“What?”
“You think I’m entitled? Well, you’re putting me in the shade on that one, sweetheart.”
“Excuse me?”
“You’ve decided you know everything about me just because a bunch of other people, who also don’t know me, are talking about things they know nothing about. That’s pretty damn arrogant.”
“Which is not the same as entitled.”
“You really want to argue Websters’s dictionary with me?”
Right, the fact that they were bickering should not have been a total flippin’ turn-on, but holy hell it was. For every lob she tossed at him, he found himself looking at her body less and focusing on her eyes more—and that made her even sexier.
“Listen, can we just be done here?” she said. “I have to be back at the crack of dawn, and this conversation is not as important as the sleep I need to get.”
This time when she turned away, he stopped her with his voice. “I saw you out by the pool yesterday.”
She glared at him over her shoulder. “Yes, and I was pulling weeds. You got a problem with that?”
“You were staring at me. I saw you.”
Touché, he thought as she blinked.
“I was in the pool,” he whispered as he took a step closer to her. “And you liked what you saw, didn’t you. Even though you hate who you think I am, you like what you saw.”
“You’re delusional—”
“Honesty. You were the one to bring it up first.” He leaned in, turning his head to the side as if he were going to kiss her. “So do you have the guts to be honest?”
Her hands fiddled with the collar of her Easterly polo. “I don’t know what you’re talking about.”
“Liar.” He smiled a little. “Why do you think I stayed out there so long? It was because of you. I liked that you were watching my body.”
“You’re crazy.”
God, her false denial was better than the last full blown orgasm he’d had.
“Am I?” He focused on her lips, and in his mind, he started kissing them, licking his way into her, pulling her up against him. “I don’t think so. And I’d rather be a philandering snob than a coward.”
That was how he left her.
He’d turned away on that brick path, and walked toward the house, leaving her behind.
But he’d known, with every step he took away from her, that she wasn’t going to be able to let things rest like that.
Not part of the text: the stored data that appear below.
PR #4173, opened 2026-08-15
fix(self-custody): patch uniffi-bindgen-react-native RustBuffer for 32-bit Android

### LINKED ISSUE #4172: bug: Self custodial mode causes 32bit Android devices to crash.
**Describe the bug**
The app crashes with a Rust panic null RustBuffer had non-zero capacity inside the Breez Spark SDK's UniFFI bridge — but only in 32-bit processes. The C++/JSI bridge layer and the Rust  
   library disagree on the binary layout of the RustBuffer FFI struct on 32-bit ABIs (x86, armeabi-v7a). It's not really about Android 10 — it's that Android 10 devices like Tecno's run a  
   32-bit userspace (and your repro used a 32-bit x86 Android 10 emulator). On 64-bit devices the bug is latent because the layouts accidentally match. 

**To Reproduce**

Use an Android 32 bit device or emulator to load a new self custodial wallet.

**Expected behavior**

It should work as expected

Tecno Pop 4 (Android 10, 32 Bit)

**Additional context**

kngako:
Fixes https://github.com/blinkbitcoin/blink-mobile/issues/4172, a deterministic SIGABRT crash when opening the self-custody wallet (Breez Spark SDK) on 32-bit Android processes (armeabi-v7a, x86), seen in the wild on Android 10 devices that ship a 32-bit userspace (e.g. Tecno Spark/Pop/Camon lines) and reproduced on a 32-bit x86 Android 10 emulator. Crash evidence: docs/tecno-crash/tombstone_00..05 (all six identical).

Symptom
-------
signal 6 (SIGABRT) on the React Native JS thread (mqt_v_js) with abort message "null RustBuffer had non-zero capacity" — a Rust panic with panic=abort inside libbreez_sdk_spark_bindings.so (shipped by @breeztech/breez-sdk-spark-react-native@0.22.0). The symbolized backtrace shows the panic firing in std::panicking with the oldest application frame inside bip39::Mnemonic::to_seed_normalized, i.e. it detonates on the very first self-custody call (app/self-custodial/bridge/wallet.ts:31, defaultExternalSigners deriving key material from the wallet mnemonic).

Root cause
----------
The panic is an assertion in uniffi-core 0.29's
RustBuffer::destroy_into_vec():

    if self.data.is_null() {
        assert!(self.capacity == 0, "null RustBuffer had non-zero capacity");

It fires because the C++/JSI bridge and the Rust library disagree on the binary layout of the RustBuffer FFI struct on 32-bit ABIs:

- Rust side (uniffi 0.29, confirmed by disassembling RustBuffer::from_vec at 0xb4d6ec in the shipped x86 .so): #[repr(C)] struct RustBuffer { capacity: u64, len: u64, data: *mut u8 } -> 20 bytes on 32-bit, fields at offsets 0 / 8 / 16
- C++ side (uniffi-bindgen-react-native@0.29.3-1, cpp/includes/RustBuffer.h): struct RustBuffer { size_t capacity; size_t len; uint8_t *data; } -> 12 bytes on 32-bit (size_t is 4 bytes), fields at offsets 0 / 4 / 8

On 64-bit targets size_t == uint64_t so the layouts accidentally match and the bug is latent — which is why only 32-bit devices crash. On 32-bit, a by-value RustBuffer handed to Rust is misread: Rust's u64 capacity spans C++'s cap+len (non-zero garbage) while Rust's data pointer is read from memory C++ never wrote (often NULL) -> data == NULL + capacity != 0 -> assertion -> abort. The by-value return path is equally broken, so every SDK call moving a byte buffer across the boundary is poisoned.

Same class of bug as mozilla/uniffi-rs#2624. Upstream fixed the header in uniffi-bindgen-react-native >= 0.30.0-1 (fields are uint64_t there), but @breeztech/breez-sdk-spark-react-native@0.22.0 (latest published) still depends on ^0.29.3-1.

Fix
---
patch-package patch changing the C++ struct fields from size_t to uint64_t so both sides of the FFI agree on the layout. The prebuilt Rust .so already uses the u64 layout and the bridge C++ is compiled during the app build, so this aligns the two sides without touching the prebuilt library. Applied automatically by the existing postinstall (yarn patch-package --error-on-fail); requires a rebuild of the Android app to take effect.

Screenshot of the fix running in an emulator.

image

Follow-ups
----------
- Report upstream to Breez so the SDK is rebuilt against uniffi-bindgen-react-native >= 0.30 (this breaks every 32-bit user of their React Native SDK); drop this patch once the dependency is updated.
- Consider dropping armeabi-v7a from abiFilters (android/app/build.gradle) or gating the self-custody feature behind a 64-bit ABI check until the upstream fix lands.

### DIFF
--- a/patches/uniffi-bindgen-react-native+0.29.3-1.patch
+++ b/patches/uniffi-bindgen-react-native+0.29.3-1.patch
@@ -1,0 +1,18 @@
+diff --git a/node_modules/uniffi-bindgen-react-native/cpp/includes/RustBuffer.h b/node_modules/uniffi-bindgen-react-native/cpp/includes/RustBuffer.h
+index 68fb1d8..c433065 100644
+--- a/node_modules/uniffi-bindgen-react-native/cpp/includes/RustBuffer.h
++++ b/node_modules/uniffi-bindgen-react-native/cpp/includes/RustBuffer.h
+@@ -10,8 +10,11 @@
+ #include "UniffiCallInvoker.h"
+ #include <jsi/jsi.h>
+ 
++// Patched (patch-package): match uniffi-core 0.29's #[repr(C)] RustBuffer
++// layout (u64 capacity, u64 len, ptr data) on 32-bit targets, where size_t
++// is 4 bytes and would otherwise misalign the FFI struct.
+ struct RustBuffer {
+-  size_t capacity;
+-  size_t len;
++  uint64_t capacity;
++  uint64_t len;
+   uint8_t *data;
+ };


esaugomez31 (dismissed):
## High

### `uniffi-bindgen-react-native` is not pinned in `resolutions`

`package.json:267`

The patch filename hardcodes `0.29.3-1`, but the only thing holding that version in place is the transitive `^0.29.3-1` range declared by `@breeztech/breez-sdk-spark-react-native`, which permits any `0.29.x`. `yarn.lock` pins `0.29.3-1` today, but any `yarn upgrade` or `yarn add` that re-resolves the tree can move it.

Both outcomes are bad. If a newer `0.29.x` touched `cpp/includes/RustBuffer.h`, even just reordering the includes in the hunk's context at lines 10-11, `patch-package --error-on-fail` fails in `postinstall` and every `yarn install` breaks for every dev and every CI job. If it did not touch the file, patch-package applies it with nothing but a version-mismatch warning and we silently carry a patch authored against a different release.

This repo already uses `resolutions` for exactly this kind of transitive pin (`types-ramda: 0.29.4`, `ejs: 3.1.9`, `@react-native/codegen: 0.85.3`). Add `"uniffi-bindgen-react-native": "0.29.3-1"`.

### Nothing fails at build time if the patch goes away

`patches/uniffi-bindgen-react-native+0.29.3-1.patch:12`

The whole fix is three tokens in a `node_modules` header, and nothing in the tree asserts that they are there. If the patch is dropped during a dependency bump, or a future `0.29.x` reshapes the file enough that patch-package lands a fuzzy or partial result, the build still succeeds and the regression comes back as `signal 6 (SIGABRT)` on 32-bit users' phones, which is the exact failure this PR exists to remove.

A `static_assert` turns that into a compile error:

```cpp
static_assert(offsetof(RustBuffer, data) == 2 * sizeof(uint64_t),
              "RustBuffer must match uniffi-core's u64 capacity/len layout");
```

This is not dead weight on 64-bit CI. `android/gradle.properties:31` sets `reactNativeArchitectures=armeabi-v7a,arm64-v8a,x86,x86_64`, so `armeabi-v7a` is compiled on every Android build, and the assert fires there (offset 8 unpatched versus 16 patched).

## Medium

### A second source of the same panic survives this patch, and the patch widens it

`node_modules/@breeztech/breez-sdk-spark-react-native/cpp/generated/breez_sdk_spark_bindings.cpp:359`

`Bridging<RustCallStatus>::fromJs` declares `RustCallStatus status;` with no initializer, then assigns `error_buf` only when the JS object has an `errorBuf` property and `code` only when it has a `code` property. This is live code, reached from 13+ foreign-future trampolines in `breez_sdk_spark.cpp` (for instance `Bridging<UniffiForeignFutureStructU8>::fromJs` at line 2867, which likewise leaves `rsObject` default-initialized), and it is handed straight to a Rust `UniffiForeignFutureComplete*` pointer. If a JS-side callback ever returns a status with `code != 0` and no `errorBuf`, Rust reads a `MaybeUninit<RustBuffer>` full of stack garbage and `destroy_into_vec()` aborts with the same string this PR is chasing.

Today Rust only reads `error_buf` when `code != Success`, so the trigger is narrow and this is latent rather than the reported crash. It is worth flagging because the description treats the ABI layout as the sole source of that panic, and because the direction of travel is wrong: on `armeabi-v7a` this patch grows `sizeof(RustCallStatus)` from 16 to 32 bytes (measured), so the uninitialized region doubles from 12 to 24 bytes. `RustCallStatus status = {UNIFFI_CALL_STATUS_OK};` closes it, matching what line 263 already does. That means a second patch file, so it is a scope call, but if we skip it we should say so.

### No CI job can validate this fix or catch its regression

`.github/workflows/test.yml:49`

`android-unit-test` runs `./gradlew :app:testDebugUnitTest`, a JVM-only task that never invokes `externalNativeBuild`, so it never compiles `RustBuffer.h` at all. `.github/workflows/e2e.yml` boots an x86_64 emulator, and as measured above the pre- and post-patch structs are byte-identical on `x86_64` (24 bytes, offsets 0/8/16), so that run exercises code this change does not affect and would pass identically with the patch deleted.

Net: the only evidence this works is the manual emulator screenshot in the description, and a future regression reaches production undetected. Since `armeabi-v7a` already compiles on every Android build, the cheap coverage is the `static_assert` above. A real behavioral check would need a 32-bit ABI in the e2e matrix.

### The description points at an SDK version this repo does not ship

`package.json:66`

The description states twice that the bad `.so` ships in `@breeztech/breez-sdk-spark-react-native@0.22.0`, and that `0.22.0 (latest published) still depends on ^0.29.3-1`. This branch pins `"@breeztech/breez-sdk-spark-react-native": "0.15.0"`, and that is what is installed.

Beyond sending a reviewer to the wrong package version, it anchors the removal criterion ("drop this patch once the dependency is updated") to a bump we are not going to perform. I confirmed 0.15.0 does depend on `^0.29.3-1` and does ship the affected `.so` for `armeabi-v7a`, so the claim just needs restating against 0.15.0.

## Low

### The in-patch comment does not carry the removal condition, and misnames the defect

`patches/uniffi-bindgen-react-native+0.29.3-1.patch:9`

The description has the two facts that matter for retiring this patch (upstream fixed the header in `uniffi-bindgen-react-native >= 0.30.0-1`, and the patch should go once Breez bumps that dependency), but PR descriptions are not what someone reads six months from now. They read the comment, which currently says only `// Patched (patch-package): match uniffi-core 0.29's ...`, with no signal that the patch may already be obsolete, and no explanation waiting for whoever hits a hard `--error-on-fail` install break.

`patches/react-native-credentials-manager+0.8.1.patch` is the precedent here: a `/** ... */` block, a `Patched (blink-mobile):` prefix rather than `Patched (patch-package):`, and a closing `Upstream: <link>` line. Worth matching, including the block form instead of a run of `//` lines.

Separately, "would otherwise misalign the FFI struct" is not accurate. I measured alignment as correct on both sides in both variants. The defect is a struct size and field-offset mismatch (12 bytes at 0/4/8 versus 20-24 bytes at 0/8/16). Anyone chasing the word "misalign" goes looking for an `alignas` problem that does not exist.

### The crash evidence is not in the repo

The description opens with "Crash evidence: `docs/tecno-crash/tombstone_00..05` (all six identical)" and builds the whole symbolized-backtrace argument on those files. `git ls-tree -r` on this branch matches neither `tecno` nor `tombstone`, and the diff contains exactly one file. Nothing in `.gitignore` excludes them, so they were simply never committed.

For a fix whose justification is entirely forensic, that leaves the backtrace, the abort message, and the "all six identical" claim unverifiable. Either commit them under `docs/` or attach them here.

### Record why the upstream-bump route was rejected

Follow-ups list reporting this to Breez and dropping `armeabi-v7a` from `abiFilters`, but not the option the description itself raises: a `resolutions` entry forcing `uniffi-bindgen-react-native >= 0.30.0-1`, where this is already fixed. That may well be the wrong call, since Breez's generated C++ was produced by the 0.29.3-1 bindgen and could fail to compile against 0.30 headers, but that reasoning is what should be written down so nobody re-litigates it on the next bump.

It also interacts with the first finding: if the 0.30 route is off the table, the `resolutions` pin at 0.29.3-1 stops being advisable and becomes required. And this is the sixth active patch in `patches/`, so it is worth a line on when we expect to be rid of it.

grimen (approved):

PR #4178, opened 2026-08-18
feat(map): search the merchants and filter them by category

### LINKED ISSUE #4071: feat: Source merchants from BTCMap

kngako:
The ~29k BTC Map merchants could only be reached by panning the map until one came into view. This puts a search field and a category filter over the top of it, so "where can I spend bitcoin near here, of the kind I actually want" can be asked rather than hunted for.

## Search

The field is a button, not an input: tapping it opens a full-screen list, which is the only place a keyboard and its results both fit. Before anything is typed the list is what is nearby; typing narrows it. Picking a result flies the map to that place at the zoom where pins stop clustering and opens the place sheet on it, so dismissing the sheet leaves the user looking at the place they chose rather than wherever they were beforehand.

BTC Map's `places/search` takes no text query, only a circle, so typing cannot be a request. One call fetches the named places around the view when the search opens, and every keystroke filters that list on the device. Results appear as fast as the letters do, and a search keeps working on the connection someone standing in an unfamiliar town actually has.

That endpoint also ignores `limit` and `fields` and returns everything in the circle, so the radius is the only thing bounding the response — ~150 KB over a city at 10 km, ~470 KB at 200. It is capped at 25 km, far enough to be worth travelling and small enough to ask for on mobile data, with a 5 km floor so searching while zoomed into one street still reaches the next one. Nothing is fetched until the search is opened: the map tab stays mounted for the life of the process, so an unconditional fetch would spend a few hundred KB on every app start for a feature most sessions never touch.

The centre is snapped to the same ~1.1 km privacy grid the map labels already use, so opening a search does not tell BTC Map where the user is any more precisely than looking at the map already did. That snapping moves out of `use-place-names.ts` into `geo.ts` so its two callers cannot drift apart, and `fetchPlaceNamesNear` becomes a thin reduction of the new `fetchPlacesNear` rather than a second copy of the same request.

Matching is substring over an accent- and case-folded name, not fuzzy: a wrong-but-plausible match sends someone walking to the wrong shop, and "did you mean" guesses are not worth that. Only combining marks are stripped, never the letters carrying them, so names in scripts that do not decompose — Cyrillic, Thai, CJK — are left exactly as they were typed rather than folded into something no keystroke can match.

Distances are measured from the phone's own position, which is also what orders the list; the number on a row and the position of that row have to come from the same point or the list reads as unsorted. Without location permission there is no honest distance to print, so a row falls back to the place's address — about 45% of named places carry one in the area sampled — and the rest are left as just a name, which is still the thing being searched for.

## Category filter

BTC Map publishes no category. The only classification that reaches us is the Material icon name it tags each pin with, and that is all the offline snapshot carries, so `btcmap/categories.ts` buckets those ~157 icon names into fifteen categories. Filtering then runs against the cached list with no network and no per-place detail fetch; the alternative is ~29k requests. It also means two places drawn with the same pin share a bucket, which is what anyone reading the map already assumes.

Measured against the current feed the buckets place 98.9% of the ~29k places. The remainder — community groups, churches, "we don't know what this is" — land in `other` rather than disappearing from a filtered map, which is also where a new icon goes when BTC Map adds one without us.

Nothing selected means no filter, not no places. A map that went blank as the last toggle was switched off would read as broken and would leave no way back, so an empty selection is what makes "clear all" a way back to the whole map rather than a way to empty it. In that case the place list is returned by identity rather than copied, because the clusterer rebuilds its index over all ~29k points whenever that array changes.

The filter applies to the search list too: someone who has just narrowed the map to groceries and then searches is still looking for groceries, and a list that contradicted the map behind it would be worse than a shorter one.

## Notes

- 24 new `MapScreen` strings, translated into all 28 locales. `common.search` is reused rather than duplicated. `metersAway`/`kilometersAway` carry the number as a `{distance: string}` placeholder, and a spec asserts every locale still contains it — losing it in translation would drop the distance silently while the row still rendered.
- The status pill that reports a failed place sync moves down to clear the search bar, which now owns the top edge of the map.
- Depends on the react-native-maps patch in the previous commit; without it the filter appears to do nothing, because removed markers stay on the map.
- No new dependencies and no new permissions. Location was already requested for centring and the opening-hours badge, and the search degrades to addresses without it.
- Covered by specs for the icon buckets (including that every bucket is reachable and no icon is filed twice), the fold-and-rank helpers, the fetch hook's caps and staleness guard, the search modal's states, the filter sheet's toggles, and the map's wiring of both. `yarn tsc:check`, eslint over `app` and `__tests__`, and the full jest suite are green.
- Verified on an Android emulator against the live BTC Map feed over San Salvador: nearby list with distances, typed narrowing, the empty state, selecting a result, and each filter showing only its own category.

The search and filter bar is at the top.

image

Search defaults to showing shops in the view (or closest to the users location)

image

Typing filters on these stores.

image

image

Categories filters on what gets shown on the map

image


designsats (approved):
- Search works fast and smoothly on my android

Minor non-blocking fix: 
- empty state text should have same text size as regular search result - paragraph2 16px, seems smaller in test build 
[Figma](https://www.figma.com/design/9MQuQi8ZhXVvDibWSI3C4c/Blink?m=auto&node-id=20943-118543&t=YnvKuiYaUHpUszCj-1)

Image

grimen (changes requested):
## Findings

**1. Search result does not open the place sheet on iOS (blocking).**
`handleSearchSelect` in `app/components/map-component/index.tsx:221` closes the search modal and opens the place sheet in the same batched update. Both are React Native `Modal`s, and iOS silently drops a presentation that begins while another modal is still dismissing.

*Example:* On iOS, tapping a search result flies the map to the place but the sheet never appears, so the user has to find and tap the pin manually; the PR notes verification on an Android emulator only, where this does not reproduce.

*Proposal:* One option could be to defer `setSelectedPlace` until the search modal has actually dismissed, via `onDismiss` on iOS or a `requestAnimationFrame`/`InteractionManager` hop.

**2. Previous area's places stay listed during a new fetch (blocking).**
`app/btcmap/use-place-search.ts:80` deliberately keeps the old `places` while a fetch is in flight, but never checks that the new fetch covers the same area, and `enabled` sits in the dependency list so every reopen refetches.

*Example:* Search in San Salvador, close the modal, pan to another city and reopen search — for the length of the request the old city's places render with distances and remain pressable, and tapping one flies the map back to the old city.

*Proposal:* Keeping the old list only when the snapped `latitude`, `longitude` and `radiusKm` are unchanged, and clearing it otherwise, would cover this; the comment at line 63 also claims reopening does not re-ask, which no longer holds now that `enabled` flips false→true on every open.

## Test Coverage Gaps

- No spec covers reopening the search after the map has moved to a different area, which is the stale-list path in finding 2.

grimen (approved):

Next time, she would come to him …
And sure enough, she did.
SEVEN
“I’m sorry, what was that?”
As Lizzie spoke, she stared at the flowers in the vase she was holding, and couldn’t remember what she’d meant to do with them—oh, right, put them in a bucket until she got off work; after which she would wrap them in a damp paper towel and a Kroger’s plastic bag, and take them home.
“I’m sorry, come again?” she said, glancing across the conservatory at Greta.
“I was speaking in English that time, too, you know.”
“I’m just all up in my head.”
“The tent people are demanding to be paid up front? Or they’re going to take down everything they’re putting up.”
“What?” Lizzie put the bouquet down next to the empty silver bowls. “Is this a new policy for them?”
“Guess so.”
“I’ll go talk to Rosalinda—do you have the total?”
“Tvelve sousand, four hundred, fifty-nine, zeventy-two.”
“Hold on, let me write that down.” Lizzie grabbed a pen. “One more time?”
After she got the total scribbled into her palm, she glanced out to the garden. The tent people had just stretched the fabric panels out flat and were beginning to lay the poles down as some of them got to stitching the huge sections together with ropes.
Two hours more work for them. Maybe three.
“They’re still going strong out there,” she murmured.
“Not for long.” Greta resumed cleaning the pink garden roses. “The rental office called me, and they’re prepared to order them back into the truck.”
“There’s no reason to get hysterical about this,” Lizzie muttered as she headed outside.
Rosalinda Freeland’s office was in the kitchen wing, and she took the longer, outdoor route because she was pretty damned sick and tired of running into Lane.
She was about halfway across the terrace, passing by the French doors that led out of the dining room, when she looked over toward the business center.